In Defense of P.F. Changs


November 29, 2017 - by

On November 22, 2017, an article in the Wall Street Journal headlined "Stop Using Excel Finance Chief Tells Staff". I appreciate that dozens of my friends and associates sent me a link to the article written by Tatyana Shumsky.

I read the article and weighed in with this comment which drew a fair number of likes from people reading the WSJ Online:

"Why are you using 'older versions of Excel' if you want multiple people to collaborate on a single workbook? The 120 million people using Office 365 enjoy co-authoring capabilities."
"This is a training issue: the Power Query tools available in Excel 2010, 2013, and 2016 can automatically connect your data and automate the retrieval process."
"So - basically, you have paid for expensive solutions because you did not realize that the same functionality is built in to modern versions of Excel. That is a beautiful waste of your company's money!"

I've since had a chance to talk Tatyana - the author of the article. I made my case: Power Query is the greatest feature to hit Excel in 20 years. But Microsoft has done a bad job of educating people about what Power Query can do.


M is for (DATA) MONKEY
To learn about Power Query, read M is for (DATA) MONKEY.

I also enjoyed hearing that her original article was met with a lot of push-back. She admitted that "People love Excel” and she was interested to learn why. Now, in the past, Tatyana was a heavy user of Excel – even creating pivot tables. But, when she admitted that her new computer is two weeks old and does not yet have Excel, I replied with mock horror…. "Haven't you had to shop for groceries in two weeks?? How did you build a grocery list without Excel???”

Yes -- I do everything in Excel – even managing grocery lists. But, I can accept that not everyone in the world uses Excel do the extent that I do. But there are over a hundred million people using Excel as adeptly as I do.
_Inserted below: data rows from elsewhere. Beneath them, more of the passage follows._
PR #392, opened 2021-07-20
Add function to approximate minimum Steiner tree

mtreinish:
This commit adds a function to find an approximation of the minimum
Steiner tree using the algorithm described in "A fast algorithm for
Steiner tree" Kou, Markowsky & Berman (1981).
https://link.springer.com/article/10.1007/BF00288961
This algorithm produces a tree whose weight is within a (2 - (2 / t))
factor of the weight of the optimal Steiner tree where t is the number
of terminal nodes.
    
Closes #389

TODO:
- [x] Add docs
- [x] Expand test coverage
- [x] Add output graph edge de-duplication for parallel edges in a multigraph
- [x] Add release notes

PR #410, opened 2021-08-12
Add option to set null value for matrix generators

mtreinish:
This commit adds a new kwarg option to the *distance_matrix() and
*adjacency_matrix() functions, null_value, which is used to adjust the
float value that's used to represent the absence of an edge or a path in
the graph. This was previously hard coded as always 0.0 but this enables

While my argument is that Excel can solve any problem in any industry, I do have to admit that just because it *can* be used to solve a problem – it does not mean that it *should* be used to solve a problem. When a small business asks me to design an invoice program for them, I send that person to Quickbooks. Why would you pay me to re-invent the wheel when you can buy a program that manages invoices and inventory and receivables for less than the cost of 2 hours of billable consulting time?

Put yourself in the shoes of the CFO of P.F. Changs. You are collecting data from 405 restaurants spread across the country. Sure, Excel offers co-authoring today, but are you really going to have 405 people editing the same workbook at the same time? That would be insane. And – these restaurant managers – they don't live and breathe in Excel 40 hours a week. They are managing people and food and a hundred other things. They are likely weak-to-intermediate at Excel. Asking 405 restaurant managers to submit forecast reports via Excel is going to be unwieldy. I am sure this process started out years ago with Excel as a stop-gap measure. As P.F. Changs grew, the stop-gap measure needed to be replaced. I respect that.

The CFO of P.F. Changs isn't saying to abandon Excel completely. He is saying that they needed to abandon Excel for this one massively unwieldy process. That's a smart move. Once they are collecting the forecasts, I hope he circles back to Excel or Power BI and uses some of the great presentation layer tools.